たまたまSNSで知り合った、顔も素性も知らないナオという女性。それぞれが、それぞれのパートナーの不倫で悩んでいるという共通項でつながった。ナオは夫を、僕は妻を不倫相手には奪われたくないと話していた。
でも、見て見ぬフリを続けるのはとても苦しくて、精神的に壊れてしまいそうになるから、何かでストレスを解消しようともちかけたのがあの架空のデートだった。
LINEのメッセージで会話をしながら、まるでそこにいるかのように振る舞った。周りから見たら少しおかしな男と女がいるだろうと思われたことだろうけど、そんなことは関係なかった。自分たちにとって、そのふざけたやり方のデートで擬似不倫の気持ちになって、人知れず復讐できればよかったから。

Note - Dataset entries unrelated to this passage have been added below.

PR #1483, opened 2026-07-12
Wave 4: resolve the eight deferred follow-ups from the #1462 review (#1467-#1474)

### LINKED ISSUE #1467: transact: reification-aware f:reifiesGraph re-homing for COPY/MOVE/ADD
**Deferred from PR #1462 review (O5).** Wave-3 shipped a fail-loud guard (commit `1cb3e8cb2`) rejecting COPY/MOVE/ADD of any graph whose source carries `f:reifies*` flakes. This tracks removing that guard with proper support.

Root cause: whole-graph re-homing (`fluree-db-transact/src/stage.rs`, Transfer arm ~:1233) rewrites only the flake-level `g`, leaving the `f:reifiesGraph` OBJECT pointing at the source graph → `EdgeKey::from_reifies_facts` (`fluree-db-core/src/edge.rs:422`) returns `GraphMismatch` → both readers (`hydration.rs:1676`, `indexer_attachment_provider.rs:334`) silently `continue`, so edge annotations vanish after a COPY/MOVE (base triples survive). Confirmed by reading; symmetric across default↔named.

Fix: make the Transfer re-home reification-aware, then drop the guard — named→named: rewrite each `f:reifiesGraph` OBJECT to the dest graph Sid; named→default: DROP the `f:reifiesGraph` flake; default→named: ADD an `f:reifiesGraph` flake for the dest.

Acceptance: annotation-bearing COPY/MOVE/ADD succeeds; `from_reifies_facts` decodes cleanly on the dest (no `GraphMismatch`); round-trip tests (annotated edge → COPY/MOVE to named + default → query `@annotation` / SPARQL `{| |}` → survival) replace the Wave-3 rejection test.

### LINKED ISSUE #1468: query: datatype-aware =/!= for stored language-tagged literals (§17.4.1.7)
**Deferred from PR #1462 review (O1); documented D5b limitation.** `lit_to_comparable` (`fluree-db-query/src/eval.rs:463`) maps a stored `LangTag(_)` literal to a bare `ComparableValue::String`, dropping the tag. So `FILTER(?a = ?b)` with stored `"x"@en`, `"x"@fr` collapses both to `String("x")` → **true** (should be false per §17.4.1.7), while the *constant* form `FILTER("x"@en = "x"@fr)` correctly returns false via the `(Lang,Lang)` arm in `compare.rs`. The `lang_parts`/`EqKind::Lang` machinery is dead for stored data, and PR-X2 newly makes constants and stored data disagree.

Why deferred: X2's documented bet (`eval.rs:458-462`) — carrying the tag through would break every string builtin (CONTAINS/REPLACE/…) that assumes plain `String`.

Fix direction: route stored lang-tagged literals to a LangTag-carrying `TypedLiteral` at the eval boundary while keeping the string builtins tag-transparent (or teach them to strip the tag).

Acceptance: stored `"x"@en = "x"@fr` → false; `"x"@en = "x"@en` → true; CONTAINS/REPLACE/etc. unaffected.

### LINKED ISSUE #1469: query: within-ledger FROM default-graph union should be a set-merge, not a bag
**Deferred from PR #1462 review (O6). Type: correctness / SPARQL §13.2 spec-conformance — NOT a mere optimization** (the *fix* is perf-constrained, the *issue* is a conformance gap; tag it accordingly so it isn't triaged as an optional perf tweak). `DatasetOperator::next_batch` (`fluree-db-query/src/eval/dataset_operator.rs:407-458`) concatenates default-graph members without dedup. Per SPARQL §13.2 the default graph of a dataset is the RDF *merge* (set) of the `FROM` graphs, so `FROM <g1> FROM <g1>` should not double-emit and `FROM <g1> FROM <g2>` should count a shared `(s,p,o)` once (the graph component is stripped in the merge). Current behavior is a bag-union → duplicate rows. Inherited (cross-ledger hits it too); PR-G2 makes it one-line reachable within a single ledger.

Why deferred: perf-sensitive — a correct fix needs per-row dedup at `(s,p,o)` triple-identity across members (hash-set or sort-merge), adding cost + memory on the multi-`FROM` path; the common no-`FROM`/single-graph path is untouched.

Acceptance: `FROM <g1> FROM <g1>` = single copy; shared triples counted once; single-graph/no-`FROM` path byte-identical + within the perf budget.

### LINKED ISSUE #1470: query: xsd:float first-class on the EncodedLit (binary-store) path
**Bonus finding from the PR #1462 review verification (not in the original review); caveated in the PR description.** PR-X2 made `xsd:float` first-class via `ComparableValue::Float`, but only on the `Binding::Lit`/constant path (`lit_to_comparable`, `eval.rs:452`). The EncodedLit path (`eval.rs:150-173`) decodes via `ComparableValue::try_from(&val)` → `Double` (the `TryFrom` has no `Float` tagging and ignores `dt_id`). So a stored `xsd:float` materializing as a late-decoded `Binding::EncodedLit` (binary-store) becomes `Double`, never `Float`: `?f + ?f` on an encoded float yields `xsd:double` not `xsd:float`. (B1's numeric-builtin fix isn't affected — `ABS` gets a `Double` and works — but the result *type* is wrong.)

Why deferred (and consistent with an existing, documented scope line): this is the SAME root cause as the deferred scan-path `EncodedLit` datatype-carry family the PR already labels D5b (`eq-4`, `open-eq-02/05/06`, `dawg-lang-3`, `quotes-3/4`, `eq-graph-*`) — the encoded/binary-index path deliberately doesn't carry datatype to avoid risking the hot path. So this is not a new hole; it's the arithmetic-typing face of that same deferral. **Consider making this the umbrella issue for the whole encoded-path datatype-carry cluster** (cross-reference the D5b register entries).

**Second manifestation, same root cause + same fix:** a lang-tagged literal on the encoded path reads as string-truthy in `comparable_effective_bool` instead of raising a type error (the documented untested EBV corner). Carrying `dt_id`/`lang_id` on decode resolves both this and the `xsd:float` typing — fold both in here so it doesn't resurface as a stray third issue.

Fix direction: carry `dt_id`/`lang_id` from the encoded value on the `EncodedLit` decode arm (tag `Float` for xsd:float; preserve lang for the EBV corner), within the binary-index perf budget.

Acceptance: `?f + ?f` on an encoded `xsd:float` yields `xsd:float`; a lang-tagged encoded literal's EBV is a type error (not string-truthy); encoded and Lit paths agree; perf within budget.

(Related PR-description action: the `xsd:float` caveat is being sharpened to state explicitly that type-preservation holds on the Lit/query path but NOT the indexed/EncodedLit path — so "first-class" doesn't oversell.)

### LINKED ISSUE #1471: query: three-valued error propagation in IN / NOT IN (§17.4.1.9)
**Deferred half of PR #1462 review O2** (the value-equality half shipped in commit `67eca544e`). `eval_in`/`eval_not_in` (`fluree-db-query/src/eval/logical.rs:109,143`) now use `rdf_term_equal`, but the §17.4.1.9 error rule isn't honored: a comparison that type-errors inside the list is swallowed (`:114`/`:148` demote `Err`→continue) and the expression returns `false`, where the spec requires `?x IN (list)` to be a *type error* when no element equals `?x` **and** at least one element comparison errored (e.g. `1 IN (<iri>)` → error, not false).

Fix direction: propagate a demotable comparison error out of `eval_in`/`eval_not_in` when no element definitively matches and ≥1 comparison errored.

Acceptance: §17.4.1.9 error-in-`IN` semantics; the value-equality behavior from PR #1462 unchanged.

### LINKED ISSUE #1472: testsuite harness: tighten the UpdateEvaluationTest empty-result guard
**Deferred from PR #1462 review (P3); zero live impact.** `evaluate_update_evaluation_test` (`testsuite-sparql/src/query_handler.rs:86`) bails only when `!result_present` AND all content signals are empty. A *present* but content-empty result (e.g. `mf:result [ ut:graphData <unresolvable> ]`, where `graphData` fails to resolve) has `result_present == true`, so the guard doesn't fire and the test is treated as an "expected empty store" — a false-pass risk against a coincidentally-empty store. No current W3C test is affected (real corpus uses a bare `[]`). Fix needs the manifest parser to expose predicate-presence on the result node (`result_present` is a bool today).

Acceptance: a present-but-content-empty `mf:result` with zero usable predicates is a parse/skip, not an expected-empty-store; bare `[]` still passes.

### LINKED ISSUE #1473: query: G2 within-ledger FROM path re-parses SPARQL up to 3× (cold-path)
**Deferred from PR #1462 review (N5, re-parse half).** `build_within_ledger_dataset` (`fluree-db-api/src/view/query.rs:97`) parses via `parse_and_validate_sparql` (:652) for every SPARQL query, then `parse_sparql_to_ir` (:124) parses again → ≥2× for ALL SPARQL (even no-`FROM`); the `FROM`/dataset route (:103) adds one more → up to 3×. Cold-path (per-query, not per-row) so not a measured hot-path regression, but avoidable.

Fix direction: parse once, thread the AST/IR through the within-ledger-dataset + validate + lower path.

Acceptance: a single parse per query on both the `FROM` and no-`FROM` paths; behavior unchanged.

### LINKED ISSUE #1474: infra: pin the Rust toolchain and/or clear pre-existing clippy-1.97.0 lint-debt
**Surfaced during PR #1462 review verification; NOT introduced by any wave-3 change. File STANDALONE (repo-wide hygiene) — do NOT bury it as a "#1462 follow-up," or it gets lost.** The repo has no `rust-toolchain.toml`, so local dev lands on the latest stable (currently clippy 1.97.0, 2026-07-07), which surfaces ~10-20 pre-existing pedantic lints (`question_mark`, `unneeded_wildcard_pattern`, redundant-ref-in-`format!`/`assert!`) across untouched crates: `fluree-bench-support/budget.rs:94`, `fluree-db-r2rml/materialize/term.rs:835`, `fluree-db-query/{sort.rs, execute/operator_tree.rs, explain.rs, r2rml/rewrite.rs, planner.rs}`, `fluree-db-iceberg/io/{parquet,send_parquet}.rs`, `transact/address.rs`.

These do **not** gate CI (`ci.yml:50` main clippy has no `-D warnings`; `ci.yml:108` `-D warnings` is scoped to `testsuite-sparql`), but a local `cargo clippy --all-targets -D warnings` fails on them. NB: clippy has a warm-cache false-negative — a member built as a *dependency* earlier in the same invocation isn't re-linted, so partial runs miss these.

Options: (a) add `rust-toolchain.toml` pinning a known-clean stable; (b) clear the lints (each a trivial rewrite) and add `-D warnings` to the main CI clippy job to prevent regrowth.

aaj3f:
# Wave 4: resolve the eight deferred follow-ups from the #1462 review

Originally stacked on #1462 (`burndown/wave-3`); #1462 has since merged, so this PR now targets `main` directly. Resolves all eight issues filed out of that review: closes #1467, closes #1468, closes #1469, closes #1470, closes #1471, closes #1472, closes #1473, closes #1474.

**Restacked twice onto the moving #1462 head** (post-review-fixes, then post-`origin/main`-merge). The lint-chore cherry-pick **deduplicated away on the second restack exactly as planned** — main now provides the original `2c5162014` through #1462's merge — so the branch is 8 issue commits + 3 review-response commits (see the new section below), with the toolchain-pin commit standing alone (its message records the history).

顔も本名も明かさず、あの場所で待ち合わせて一緒に楽しんだ、ただそれだけの女性だった。
___ふ〜ん、そうか、離婚したのか
“やっぱりな”という感覚もあるし、少々羨ましいような気持ちもある。
これまでと全く違う新しい生活を、自分で切り開いていくというナオの決意表明のような連絡メッセージが、眩しく見えた。
「彰君、そろそろ時間だよ」
「あー、わかった。出かける準備はできてるから」
妻の真澄に急かされて、ソファから立ち上がる。今日はこれから、真澄とあの遊園地へ出かける。二人ともとびきりのオシャレをして。